Versione corrente delle 12:08, 3 giu 2020


Note N.B: Per accedere a questo quadro selezionare il pulsante File:tastocam2.png, nel quadro Operazioni della lavorazione
Il quadro della Macro della lavorazione


Descrizione dei contenuti

Quando si progettano le lavorazioni in Opera il quadro sopra riportato è di fondamentale importanza perché come vedremo, in questo quadro viene determinato il movimento degli utensili. L’operatore deve conoscere perfettamente le funzioni di questo quadro, poiché deve essere in grado di interagire con esso, quando le macro devono essere abbinate a nuovi profili, o soltanto modificare i parametri esistenti.

I pulsanti File:+.pngFile:-.pngFile:tastodiverso.pngFile:=.png

Questi sono gli usuali pulsanti di creazione, cancellazione, modifica e duplicazione dei record che in questo caso vengono utilizzati dall’utente per la progettazione delle macro di lavorazione.

Il pulsante File:tastopiuarchivio.png

Questo pulsante consente di copiare un progetto di lavorazione da un profilo su un altro alla sua pressione il programma apre un quadrante dove l’operatore indicherà il codice del profilo sul quale copiare la lavorazione


L’operatore dovrà indicare il codice del profilo dal quale copiare la lavorazione nella casella Profilo e quindi selezionare dall’elenco il codice della lavorazione da copiare e quindi confermare. Il progetto di lavorazione verrà riportato nel quadro CAM.

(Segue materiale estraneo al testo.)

PR #855, opened 2023-04-18
build: try buildjet runners

zze0s:
Try BuildJet runners with ARM builder for Docker.


zze0s:
With the recent work from https://github.com/autobrr/autobrr/pull/859 this is not really needed any longer. Build times are acceptable now!

PR #859, opened 2023-04-19
build: make ci 2-3x faster

KyleSanderson:


zze0s (approved):
🚀 

Huge improvements in overall build time!! From about 25min down to 8-9 👏

PR #862, opened 2023-04-20
fix(indexers): OPS new announce format

### LINKED ISSUE #850: OPS not working
**Version**
v1.24.0

**Describe the bug**
The artist's name is returning as empty and isn't able to match the filter

from the logs(I've trimmed the comparison block as I have a lot of artist in it):
{
    "level": "debug",
    "module": "irc",
    "network": "irc.orpheus.network",
    "channel": "#announce",
    "user": "hermes",
    "time": "2023-04-18T08:22:22+01:00",
    "message": "TORRENT: Sanguisugabogg – Homicidal Ecstasy – CD/FLAC/Lossless – metal,rock – https://orpheus.network/... – https://orpheus.network/...?...&torrentid=....&action=download"
}

{
    "level": "debug",
    "module": "filter",
    "time": "2023-04-18T08:22:22+01:00",
    "message": "filter.Service.CheckFilter: (Orpheus) for release: Sanguisugabogg – Homicidal Ecstasy rejections: (artists not matching. got:  want: ..., Samia, Sanguisugabogg, Saweetie, ...)"
}

The regex was was changed recently is working correctly 
https://regex101.com/r/ATXZbp/1

martylukyy:
Fixes #850 

- Extend regex capture group for torrentName var to contain releaseTags var
- Replace all – in announces with a - for torrentName var

I don't think replacing all – with - will have any repercussions on other matching/parsing.
In case there are any concerns about this, feel free to express them.

NOTE: 
Testing this PR with release_test.go will not work, because it does not come across the newly added line.
This is why I did **not** write tests for this change.
When i tried to convert this into a function to use it in release_test.go
i ran into an import cycle which i don't know how to solve, except for duplicating the new line into the tests...
Maybe duplicating the line into all the tests in release_test.go is an okay thing to do? Is it needed? Thoughts?


internal/announce/announce.go
```diff
@@ -199,6 +199,9 @@ func (a *announceProcessor) onLinesMatched(def *domain.IndexerDefinition, vars m
 		return err
 	}
 
+	// replace all – with - in torrentName var (needed for proper parsing with rls)
+	rls.TorrentName = strings.ReplaceAll(rls.TorrentName, "–", "-")
```
zze0s, line 203: This feels like opening a can of worms with unexpected behavior.

Might be better to use the Sprig Replace function on `torrentName` for the indexer definition instead.

http://masterminds.github.io/sprig/strings.html#replace

martylukyy: If you have a solution in your head, i would appreciate you implementing that if that's okay for you!

zze0s (approved):

PR #863, opened 2023-04-20
feat(macros): add Category and Categories

cleesieboy:
Add "Category" and "Categories" to available filter variables, ie available as `{{ .Category }}`.


zze0s (approved):
Thanks for the PR!

Small and simple improvement 👍

PR #1154, opened 2023-09-27
fix(web): tooltips

### LINKED ISSUE #1150: enhancement: prevent browser from sending referrer data
All external links will have to look like:
```
<a rel="noopener noreferrer" target="_blank" href="https://autobrr.com">...</a>
```
(just setting target="_blank" is not enough)

Else the endpoint will be able to track where the user is coming from (e.g. private server domain), which is bad privacy-wise.

stacksmash76:
tooltips have been broken since 1.30, this fixes them and also closes #1150


s0up4200 (approved):

s0up4200 (commented):
Found something on 2nd review.

- We need to adjust the fadeOut time to make it easier to click the URLs in the tooltips.
- The headers are messed up on mobile, and clicking the headers and info icons focuses the fields they belong to - which pops the keyboard.

PR #1155, opened 2023-09-27
enhancement(web): ui overhaul

stacksmash76:
- made filter ui more mobile-friendly
- improve settings page active (selected) state styles
- add transition effects to filter page tabs
- normalize RowItemSelect text color on light theme (backport of commit d3ca3e5)
- fixed switch/toggle group not being aligned on mobile
- added border to 'pill'-shaped parent containers (a bit easier on the eyes, imo)
- made FormButtonsGroup mobile-friendly
- added hover effect and underline highlight for collapsible section on filters page (so sections pop out a bit more)
- fixed collapsible section bottom border
- moved react-multiselect-component styles to use tailwind css vars
- added border, shadow for rmsc dropdown
- added icons for user navbar dropdown
- added line dividers and border for user navbar dropdown
- made all inputs more contrastful (especially on filters page)
- made simple dropdown select (used for tags) in line with other changes
- added icons for external/actions add new button
- revamped filter details page, made it mobile-friendly
- filter details page has less gaps
- right user navbar dropdown now has proper transitions
- fixed most input components to be of a similar style (there's a shitload of them, so i've missed some most likely)
- added a required star next to filter name
- made releases search engine hint wrap vertically on mobile
- fixed a regex equivalence for search engine hint
- added borders around activity/release tables
- made activity/release table headers a bit darker
- added hover effect over activity/release table headers
- made activity/release table header text a bit stronger/contrastful
- (similar changes to filter list as for activity/release table)
- replaced filter action alert with a better-styled component
- corrected padding in form for actions
- made filter external/actions tabs more mobile friendly
- fixed "remove filter action" delete modal not using transitions
- made the > delimiter arrow in filter details page more pronounced
- added color transitions to some components
- tornzab pill is now a bit more pronounced on dark theme
- no indexers pill is overall more pronounced
- fix search tips child container having round top corners
- fix settings cell item upper/lower corner parts being cut off by 'truncate' (fix for regression introduced in commit b011abe6270a107fd04b921d2d794dcaa5c82ef3)
- every checkbox (at least for filter details) is now a switch
- pagination buttons are now better styled
- made PUSH_ERROR status use an X icon (instead of !) and picked a better color scheme. also picked better colors for PUSH_APPROVED.
- made (table/box) borders less prominent (introduced by previous commits in this branch)
- made filter title/subtitle components more prominent
- removed unneeded CheckboxField, Switch, SwitchFormik components
- corrected input fields to use a more pleasant color scheme (maybe there are more to be done?)
- fixed Select component uncontrolled->controlled warnings from React
- made toast component use a bigger shadow and added a more appropriate border
- made SlideOver and other forms not show scrollbar always, only when needed
- react-select components now fit in with the new color scheme
- removed "download log files" from **settings** page and delegated it to the logs page
- standardized settings page look (previously it was all over the place)
- removed subtitle from filter details collapsible sections when they were redundant
- CollapsableSection -> CollapsibleSection
- made filter details page more mobile friendly
- perfect flac/cue/log settings use a better layout
- fixed various table headers and their row items
- various other bug and style fixes, there are too many of them to list them
- got rid of unused Action Settings page
- ensure no eslint warnings
- checkbox: made gray bg slightly brighter on light theme
- react-select: organized all custom components into a single file
- fix indexer tag pill ordering 
- fix select dropdown color to match input boxes
- change SwitchGroupWideRed with SwitchGroupWide
- changed top navbar bg gradient to the closest lerped color
- fixed style ordering issue where errored border would not be applied properly
- use smaller horizontal margin on mobile for page content (px-4 -> px-2)
- revamped login page to be responsive
- made filter actions/externals responsive (no more overflow)
- compacted filter details page
- compacted the feed/indexer/irc/notifications settings page tables to be a bit friendlier for phone screens (could be better)
- set better dark red color for 'no indexer' pill (@martylukyy)
- change APISettings header column spans (@martylukyy)
- change indexers list item to use py-1.5 instead of mt-1 (@martylukyy)
- fixed padding on some table columns (feed/indexer/irc/notifications) to be a bit friendlier for phone screens (not perfect)
- made releases (settings) page design responsive
- changed ol (ordered list) -> ul (unordered list) where needed
- add text-shadow tailwind class
- add text-shadow to CollapsibleSection title prop on dark theme
- add custom box-shadow for tables (shadow-table) - mostly for the light theme
- lower background swirl pattern opacity (10% -> 7%)
- fix RetryActionButton on light theme
- use lighter bottom border color for header/navbar on dark theme
- use a bit stronger border on light theme
- fix \<p\> inside \<p\> warning for Switch component
- improve filter actions view
- improve filter external view
- begin work on dividing filter details page into standardized components
- add missing border color for FilterItemDropdown, FeedItemDropdown and ListItemDropdown (irc) for the light theme (it was black by default)
- use lighter alternating table row colors for FilterListItem
- highlight priority in FilterListItem when not 0
- re-adjusted gaps on filter details page
- fixed docs, corrected tooltip hints, disabled log score when its inactive and some other minor fixes
- word capitalization is mandatory for title in TitleSubtitle component
- picked same border color for SelectControl as for other inputs
- styled IndicatorSeparator and DropdownIndicator for the Select control
- made Toast component format whitespace such as \n, \t
- added formik error object formatting to toast (for relevant messages)
- corrected new gap classes
- changed look of Actions/External filters list
- made Log Level select component in settings page use 1 col-span instead of 3 (on desktop only)
- made input label text a bit darker on the light theme


KyleSanderson (commented):
CodeQL has my feedback, but nice job breaking these mostly out into disparate commits. Very reviewable going commit by commit.

martylukyy (commented):
I made some layout changes to this PR and i added the ability to add classnames to some components.
This was needed to set the appropriate boundaries to other elements since this could not be generalized.
Please check if the way the classname helpers were set is an acceptable way or if you would set them differently.

Furthermore I found one bug:
On the `/settings/indexers` page the description will not line break anymore.
Please fix.

After that i would propose one more change:
Set a line break in the description for the perfect FLAC filter option,
since the description gets pretty close to the switch which looks awkward.
I would propose to separate them evenly between the 2 lines for best results.

stacksmash76:
> I made some layout changes to this PR and i added the ability to add classnames to some components.

I didn't make the layout changes without a good reason. I wish you brought this up earlier (during one of our say 5 previous conversations).

The reason I made the layout more compact is because elements which are near each other are perceived as related (principle of proximity). This means that equidistant spacing between different categorical items (sections vs. regular items) is also usually a bad thing (especially when there's a lot of going on - like in our case).

The second problem here is for people with glasses. Often times they suffer from tunnel vision (like myself). Nearly halving the distance from 24px to 16px between items makes a big difference for me and helps with scanning the page. Ditto for borders and contrast on headers, huge helpers while navigating. I doubt these changes will make anyone bleed their eyes out.

Honestly, I think I have the better argument here, and ultimately I won't accept these changes (i.e. how it was). If you've got strong feelings about the spacing we can resolve this the democratic way by doing an `@all` vote with before vs. after screenshots. Probably the fairest way. I'll do the regression push myself if it comes to that.

Apart from that, you broke the layout for mobile phones:
broken

(You also re-introduced eslint warnings which I tried to get rid of)

> Furthermore I found one bug: On the `/settings/indexers` page the description will not line break anymore. Please fix.

Just a minor typo. Fixed.

> After that i would propose one more change: Set a line break in the description for the perfect FLAC filter option, since the description gets pretty close to the switch which looks awkward. I would propose to separate them evenly between the 2 lines for best results.

Fixed.

martylukyy:
The reason I didn't bring some things up earlier, is straight up because i had not discovered them back then. ^^

While I agree on some spacing changes i disagree on others.
One of those i disagree with is the changes of the freeleech section.
The element of the switch is too close to the field right of it and the elements are not vertically centered.
In my eyes there is no need for them to be so close since the separator indicates them as being related.
Because of that I think that `gap-6` is the better choice in comparison to `gap-3`
and centering it vertically makes it looks more refined.
I feel similar about the log/cue/log score section aswell.

Another change that got reverted that i disagree on is the font size of the IRC settings page.
I don't know why you want to remove the `text-sm` property here since this property spans itself
throughout all the settings pages **except** the IRC page now.
Feel free to elaborate on this or adding it again in case this is an oversight.

I also feel like that the Enable/Disable switch inside the filters are too close to the Save button
and not vertically centered to the above and beneath element.
While this seems rather minuscule i can see myself fatfingering the wrong element here.
It is not related to any other element so we might aswell add some spacing here.

Now to borders and headers.
If i recall correctly i just removed the outer borders for the dashboard, filters and releases table
since i don't think it fits our rather minimalistic design language.
It also doesn't add any value in separating 2 elements from each other i feel like since there is nothing to seperate.
For the headers i actually have a question here because i do have very good eyes still..
With the color being 825 instead of 850:
Do you have problems distinguishing the difference between head and body with it being 825 for example?
I have the same doubts about this change as the one mentioned before - 
I don't think it fits our rather minimalistic design language.

The thing about i am missing an opinion from you is the filters list page.
I dislike they way it looks now. The color of every second list entry should not be the color of the header 
and the absence of distance between the entries makes it look cluttered to me.
Personally, i feel like the color difference between the alternating list entries should be more subtle.
For me it is just not fitting into the design of the other pages where we do have more distance to neighboring elements.
A like a mix of 775,800 and 825 for the color choice better and i would reintroduce the color change on hover again.

While this is a lot of feedback please do not see this as critique and if you feel like we do have disagreements here
that we cannot find a consensus on, feel free to do a `@all` vote. :)
I am not going to be mad or angry because we need a third opinion about a design decision :D

The ESLint part i find very interesting though.. my ESLint didn't throw me any squiggly lines or warnings..
Might need to check my setup here - would appreciate if you could give some information on where i fucked up!

I don't think i say this enough but i feel like now is a good time to after that:
Thank you for your continued efforts on autobrr.
Without you autobrr wouldn't be what it is today.
And also thank you for fixing all the bugs i am producing along the way 😂

stacksmash76:
> The reason I didn't bring some things up earlier, is straight up because i had not discovered them back then. ^^

Not quite true. I know you said you wanted to change the borders (you didn't say exactly what), I thought maybe you'd make the lerping increment smaller and use a more nuanced color, but I definitely didn't think you'd revert some of the changes. (After I told you twice to forget commiting to my branch, hence didn't expect your changes at all)

So imagine my surprise when you revert my changes without discussing it with me.

> One of those i disagree with is the changes of the freeleech section. The element of the switch is too close to the field right of it and the elements are not vertically centered.

The elements were never vertically centered. But I've made the elements stack vertically instead. The gaps are getting smaller, I explained why.

> Another change that got reverted that i disagree on is the font size of the IRC settings page. I don't know why you want to remove the `text-sm` property here since this property spans itself throughout all the settings pages **except** the IRC page now. Feel free to elaborate on this or adding it again in case this is an oversight.

It looks better to me. And all the tables in the settings page are different. Why I think a larger font does good here is that:
1) it has a hovering highlight (others do not)
2) it expands vertically (others do not)
3) has a child (sub-)table (others do not)
4) all text is of a very similar gray color, hence bigger size helps.

I don't think a bigger font is an issue in this context. Generally, all tables in the app need to be reworked and a new look. 

> I also feel like that the Enable/Disable switch inside the filters are too close to the Save button and not vertically centered to the above and beneath element. While this seems rather minuscule i can see myself fatfingering the wrong element here. It is not related to any other element so we might aswell add some spacing here.

I don't agree, but I've moved the switch components to the top where they should be in categorical groupings (e.g. enabled has hierarchical precedence).

> Now to borders and headers. If i recall correctly i just removed the outer borders for the dashboard, filters and releases table since i don't think it fits our rather minimalistic design language.

What's our "rather minimalistic design language"? Who defined it?

> It also doesn't add any value in separating 2 elements from each other i feel like since there is nothing to seperate.

See enterprise solutions which have data table components, e.g. Baseweb, Carbon, SAP Fiori, Radix, etc. and then you realize it's basically a very sensible guideline. Only major exception is Material Design (which has been criticized extensively for its decision).

Same thing for row striping, etc. The tables need to be reworked and standardized (at least at a data/semantic level), but I'm not willing to put in the effort. Maybe you're up for it?

Also see https://www.nngroup.com/articles/data-tables/ (there is many more research like this, Google will help you find it)

> For the headers i actually have a question here because i do have very good eyes still.. With the color being 825 instead of 850: Do you have problems distinguishing the difference between head and body with it being 825 for example?

Yes, the difference is definitely noticeable for me. And not everyone has a color-accurate IPS screen nor OLED. Especially if someone is using some "eye-saver" technology which modulates the screen into a yellow-ish tint. Then the darks get shifted and become not very discernible.

> The color of every second list entry should not be the color of the header

In principle, I agree. But 775 and 825 use different hues than 800 and 850 (blue-ish tint vs. sand-ish tint). Mixing between them looks unnatural, so I picked more similar pairs. The new color interpolation plugin should be manually corrected and a new color put in place.

> and the absence of distance between the entries makes it look cluttered to me.

This is because the filters list page should be redesigned and priority should have its own column and not be shoved under the name. Then there will be enough distance.

> if you feel like we do have disagreements here that we cannot find a consensus on, feel free to do a `@all` vote. :)

That's what I told _you_.

> The ESLint part i find very interesting though.. my ESLint didn't throw me any squiggly lines or warnings.. Might need to check my setup here - would appreciate if you could give some information on where i fucked up!

`pnpm run lint` will show you the warnings on your commit.

I'll push a commit correcting/converging the mentioned things later this week.

web/src/components/inputs/switch.tsx
```diff
@@ -3,96 +3,46 @@
...
+      "flex items-center justify-between"
+    )}
+  >
     {label && <div className="flex flex-col">
       <HeadlessSwitch.Label
         passive
         as={heading ? "h2" : "span"}
         className={classNames(
-          "flex float-left cursor-default mb-2 text-xs font-bold text-gray-700 dark:text-gray-200 uppercase tracking-wide",
+          "flex float-left ml-px justify-content-center cursor-default text-xs font-bold text-gray-800 dark:text-gray-100 uppercase tracking-wide",
```
s0up4200, line 45:
```suggestion
          "flex float-left ml-px cursor-default text-xs font-bold text-gray-800 dark:text-gray-100 uppercase tracking-wide",
```

s0up4200 (changes requested):

web/src/forms/settings/IrcForms.tsx
```diff
@@ -27,44 +27,49 @@ interface ChannelsFieldArrayProps {
...
             channels.map((channel: IrcChannel, index) => {
               const isDisabled = channel.name === "#ptp-announce-dev";
               return (
-                <div key={index} className="flex justify-between">
-                  <div className="flex">
-                    <Field name={`channels.${channel.id}.name`}>
-                      {({ field }: FieldProps) => (
+                <div key={index} className="flex justify-between border dark:border-gray-700 dark:bg-gray-815 p-2 rounded-md">
+                  <div className="flex gap-2">
+                    <Field name={`channels.${index}.name`}>
```
stacksmash76, line 40: Shouldn't this be channel.id?

web/src/forms/settings/IrcForms.tsx
```diff
@@ -27,44 +27,49 @@ interface ChannelsFieldArrayProps {
...
+                              : "border-gray-300 dark:border-gray-700 focus:ring-blue-500 dark:focus:ring-blue-500 focus:border-blue-500 dark:focus:border-blue-500",
+                            "block w-full shadow-sm sm:text-sm rounded-md border py-2.5",
+                            isDisabled ? "disabled dark:bg-gray-700 dark:text-gray-400 cursor-not-allowed" : "bg-gray-100 dark:bg-gray-850 dark:text-gray-100"
                           )}
                           disabled={isDisabled}
                         />
                       )}
                     </Field>
 
                     <Field name={`channels.${index}.password`}>
```
stacksmash76, line 59: This too

web/src/forms/settings/IrcForms.tsx
zze0s: FieldArrays needs the index. It was id before but it did not load the data and errored on change.

zze0s (approved):
Massive effort. Overall good changes!

I made some changes that I did not agree with and fixed some other parts where needed.

In the future I do not want to see PRs of this size. It makes reviewing, testing and merging unnecessarily cumbersome.

PR #1162, opened 2023-10-01
feat(feeds): improve file size parsing

jolinarofmalkshur:
In rss feeds, sometimes the only place the size is mentioned is in the description field. If the size has not already been determined from another source try to read it from there.


zze0s (approved):
Thanks for your contribution! I think a lot of users will be happy about this! :smile: 

I made some improvements and also added tests for the new function.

I pulsanti File:forosemplice.png File:forointerpolato.png File:asola.png File:asola2.png File:tasca.png File:serratura2.png File:utensile.png

Ognuno di questi pulsanti apre il quadro di Selezione degli utensili dal quale l’operatore rileva appunto l’utensile da utilizzare. Dopo aver operato la scelta, il programma, per ogni Macro apre un quadro Parametri, dove vengono inseriti ulteriori dati relativi al foro da effettuare. Consentono, quindi, in funzione del tipo di lavorazione, di scegliere automaticamente la Macro di lavorazione. Il quadro CAM verrà predisposto in funzione della scelta effettuata.

Nome File:tastoc.png

Dal pulsante abbinato, si rileva la Macro da associare alla lavorazione del profilo

Utensile File:tastoc.png

Apre il quadro di selezione Utensile dal quale l’operatore rileva l’utensile da associare alla macro. La selezione propone gli utensili rilevandoli dall’archivio utensili precedentemente caricato.

Giri al minuto

Riporta il valore che determina la velocità di rotazione dell’utensile. Solitamente il parametro è auto il quanto il valore viene caricato come vedremo più avanti all’utensile in archivio.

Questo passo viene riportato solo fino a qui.